_WHAT THE TASK ASKS:_
Give only the number of lines in the data that include the string "increasing".

_STUDY MATERIAL:_
------------------------------------------------------------
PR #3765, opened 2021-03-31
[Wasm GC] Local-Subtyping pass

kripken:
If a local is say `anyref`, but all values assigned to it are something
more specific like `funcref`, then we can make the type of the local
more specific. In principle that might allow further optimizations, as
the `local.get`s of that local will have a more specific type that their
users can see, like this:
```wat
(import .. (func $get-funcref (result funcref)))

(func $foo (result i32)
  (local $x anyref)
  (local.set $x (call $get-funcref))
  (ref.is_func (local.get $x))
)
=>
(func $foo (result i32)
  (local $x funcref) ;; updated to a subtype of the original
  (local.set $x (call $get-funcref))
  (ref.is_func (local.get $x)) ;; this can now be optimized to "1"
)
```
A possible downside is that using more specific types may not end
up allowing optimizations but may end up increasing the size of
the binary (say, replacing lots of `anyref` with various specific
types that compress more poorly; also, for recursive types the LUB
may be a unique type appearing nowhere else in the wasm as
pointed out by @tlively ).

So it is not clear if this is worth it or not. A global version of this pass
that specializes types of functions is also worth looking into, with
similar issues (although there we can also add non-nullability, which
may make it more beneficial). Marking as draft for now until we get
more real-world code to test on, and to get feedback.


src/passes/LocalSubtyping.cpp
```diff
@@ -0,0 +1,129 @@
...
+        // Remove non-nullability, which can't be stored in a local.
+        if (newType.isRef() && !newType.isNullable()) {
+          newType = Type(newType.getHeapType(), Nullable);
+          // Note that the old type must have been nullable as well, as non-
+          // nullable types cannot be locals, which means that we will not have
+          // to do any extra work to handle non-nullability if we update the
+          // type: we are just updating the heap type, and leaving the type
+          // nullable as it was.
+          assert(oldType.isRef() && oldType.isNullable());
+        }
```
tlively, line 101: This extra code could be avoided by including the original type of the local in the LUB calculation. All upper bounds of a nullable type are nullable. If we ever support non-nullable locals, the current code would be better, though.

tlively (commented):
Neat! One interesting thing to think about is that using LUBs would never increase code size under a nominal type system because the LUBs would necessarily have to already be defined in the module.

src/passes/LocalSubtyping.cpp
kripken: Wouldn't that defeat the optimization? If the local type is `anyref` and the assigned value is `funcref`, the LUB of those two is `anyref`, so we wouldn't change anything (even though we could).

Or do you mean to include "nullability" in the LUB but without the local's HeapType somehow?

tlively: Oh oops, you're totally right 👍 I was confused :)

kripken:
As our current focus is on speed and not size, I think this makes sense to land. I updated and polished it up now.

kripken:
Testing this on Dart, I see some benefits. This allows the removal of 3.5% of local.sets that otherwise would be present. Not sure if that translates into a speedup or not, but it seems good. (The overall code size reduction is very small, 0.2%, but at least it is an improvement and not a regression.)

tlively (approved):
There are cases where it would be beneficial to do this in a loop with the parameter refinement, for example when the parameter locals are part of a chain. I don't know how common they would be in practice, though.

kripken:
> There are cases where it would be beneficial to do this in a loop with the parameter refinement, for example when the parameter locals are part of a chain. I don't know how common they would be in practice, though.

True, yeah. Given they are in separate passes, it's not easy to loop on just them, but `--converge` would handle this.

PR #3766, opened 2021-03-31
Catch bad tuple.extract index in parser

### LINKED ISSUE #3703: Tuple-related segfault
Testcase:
------------------------------------------------------------
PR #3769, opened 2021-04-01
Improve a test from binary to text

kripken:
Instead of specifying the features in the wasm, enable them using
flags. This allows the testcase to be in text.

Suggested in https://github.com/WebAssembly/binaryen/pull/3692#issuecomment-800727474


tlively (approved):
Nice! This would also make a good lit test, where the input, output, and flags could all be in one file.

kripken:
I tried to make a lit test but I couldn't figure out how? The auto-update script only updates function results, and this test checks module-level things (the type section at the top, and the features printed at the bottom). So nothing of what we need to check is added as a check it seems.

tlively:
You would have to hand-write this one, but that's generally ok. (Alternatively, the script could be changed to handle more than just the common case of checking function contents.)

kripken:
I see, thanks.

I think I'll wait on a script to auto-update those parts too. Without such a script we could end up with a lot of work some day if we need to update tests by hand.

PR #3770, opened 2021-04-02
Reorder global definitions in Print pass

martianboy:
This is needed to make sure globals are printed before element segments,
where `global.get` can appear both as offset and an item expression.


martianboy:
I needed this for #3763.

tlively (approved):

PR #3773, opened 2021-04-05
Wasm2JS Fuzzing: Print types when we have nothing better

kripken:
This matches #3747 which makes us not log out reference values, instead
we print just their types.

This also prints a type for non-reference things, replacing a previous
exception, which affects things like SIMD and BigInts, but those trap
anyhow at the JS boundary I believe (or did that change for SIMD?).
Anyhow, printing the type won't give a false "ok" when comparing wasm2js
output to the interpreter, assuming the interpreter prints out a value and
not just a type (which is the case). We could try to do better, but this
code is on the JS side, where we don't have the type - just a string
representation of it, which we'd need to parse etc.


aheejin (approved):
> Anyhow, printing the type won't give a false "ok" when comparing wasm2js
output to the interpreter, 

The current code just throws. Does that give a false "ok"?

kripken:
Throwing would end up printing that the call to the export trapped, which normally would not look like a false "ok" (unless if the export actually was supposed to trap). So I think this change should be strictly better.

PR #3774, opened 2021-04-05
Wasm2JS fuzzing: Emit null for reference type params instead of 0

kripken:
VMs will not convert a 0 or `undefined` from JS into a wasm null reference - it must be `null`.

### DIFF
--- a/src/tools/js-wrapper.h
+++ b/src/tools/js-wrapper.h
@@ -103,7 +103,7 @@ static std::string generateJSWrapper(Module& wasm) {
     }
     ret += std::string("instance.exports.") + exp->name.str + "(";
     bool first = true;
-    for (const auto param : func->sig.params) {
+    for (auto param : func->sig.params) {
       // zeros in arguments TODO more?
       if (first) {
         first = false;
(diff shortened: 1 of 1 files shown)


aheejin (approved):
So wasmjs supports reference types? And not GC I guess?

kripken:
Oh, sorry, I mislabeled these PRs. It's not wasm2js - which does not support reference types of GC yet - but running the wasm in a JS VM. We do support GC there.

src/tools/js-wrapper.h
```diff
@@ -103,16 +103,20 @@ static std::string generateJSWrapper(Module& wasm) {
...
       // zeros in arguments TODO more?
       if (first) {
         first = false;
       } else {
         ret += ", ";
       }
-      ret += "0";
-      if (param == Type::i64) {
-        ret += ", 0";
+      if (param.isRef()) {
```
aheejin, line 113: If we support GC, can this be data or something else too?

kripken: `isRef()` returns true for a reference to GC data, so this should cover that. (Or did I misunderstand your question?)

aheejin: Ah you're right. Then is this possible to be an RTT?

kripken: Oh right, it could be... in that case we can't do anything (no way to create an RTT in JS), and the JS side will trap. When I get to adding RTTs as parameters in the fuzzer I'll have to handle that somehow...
------------------------------------------------------------
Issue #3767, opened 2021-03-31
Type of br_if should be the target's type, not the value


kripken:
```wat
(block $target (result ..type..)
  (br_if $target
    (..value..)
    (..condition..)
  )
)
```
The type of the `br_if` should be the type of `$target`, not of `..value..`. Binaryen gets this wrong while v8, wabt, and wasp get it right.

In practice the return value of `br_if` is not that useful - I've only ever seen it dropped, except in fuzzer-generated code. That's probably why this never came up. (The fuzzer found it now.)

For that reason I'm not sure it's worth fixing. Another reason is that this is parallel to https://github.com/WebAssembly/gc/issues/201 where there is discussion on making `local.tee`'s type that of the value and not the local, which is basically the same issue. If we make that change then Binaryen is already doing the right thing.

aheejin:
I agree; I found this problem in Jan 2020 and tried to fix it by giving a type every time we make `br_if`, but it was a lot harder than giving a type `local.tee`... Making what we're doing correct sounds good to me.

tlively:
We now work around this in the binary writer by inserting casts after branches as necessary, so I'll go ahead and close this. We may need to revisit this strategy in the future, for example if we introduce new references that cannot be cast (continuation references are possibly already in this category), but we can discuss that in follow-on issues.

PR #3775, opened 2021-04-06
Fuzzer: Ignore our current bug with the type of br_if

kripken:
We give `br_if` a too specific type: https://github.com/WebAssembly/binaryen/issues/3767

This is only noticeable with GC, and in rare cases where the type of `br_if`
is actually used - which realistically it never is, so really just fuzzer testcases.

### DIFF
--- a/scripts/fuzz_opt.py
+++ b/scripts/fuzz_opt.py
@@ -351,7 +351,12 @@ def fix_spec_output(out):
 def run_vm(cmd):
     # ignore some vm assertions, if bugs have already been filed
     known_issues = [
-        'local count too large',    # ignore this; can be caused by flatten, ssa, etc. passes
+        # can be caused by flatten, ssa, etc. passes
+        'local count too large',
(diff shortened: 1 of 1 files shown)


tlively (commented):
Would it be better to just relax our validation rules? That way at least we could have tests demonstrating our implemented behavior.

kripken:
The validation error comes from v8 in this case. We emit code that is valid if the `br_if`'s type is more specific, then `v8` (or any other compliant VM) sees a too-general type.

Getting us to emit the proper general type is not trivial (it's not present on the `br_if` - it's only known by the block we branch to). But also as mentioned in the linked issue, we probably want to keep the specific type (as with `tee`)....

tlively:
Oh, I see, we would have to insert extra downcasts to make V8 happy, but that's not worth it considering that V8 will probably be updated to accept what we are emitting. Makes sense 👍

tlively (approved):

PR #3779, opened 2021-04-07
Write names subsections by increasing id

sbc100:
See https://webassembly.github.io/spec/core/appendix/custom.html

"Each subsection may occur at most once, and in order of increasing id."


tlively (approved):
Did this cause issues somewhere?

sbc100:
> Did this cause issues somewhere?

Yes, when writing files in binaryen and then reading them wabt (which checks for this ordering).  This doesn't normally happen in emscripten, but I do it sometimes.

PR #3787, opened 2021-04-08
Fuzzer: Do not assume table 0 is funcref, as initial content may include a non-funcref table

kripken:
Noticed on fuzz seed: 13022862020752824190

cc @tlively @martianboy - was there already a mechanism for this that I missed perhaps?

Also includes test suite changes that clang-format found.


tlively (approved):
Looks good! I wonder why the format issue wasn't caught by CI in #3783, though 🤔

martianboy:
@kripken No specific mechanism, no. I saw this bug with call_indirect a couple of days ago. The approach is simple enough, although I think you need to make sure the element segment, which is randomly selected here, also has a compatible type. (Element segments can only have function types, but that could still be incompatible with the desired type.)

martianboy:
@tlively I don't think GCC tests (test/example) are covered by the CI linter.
------------------------------------------------------------
_EXERCISE RESULT:_
3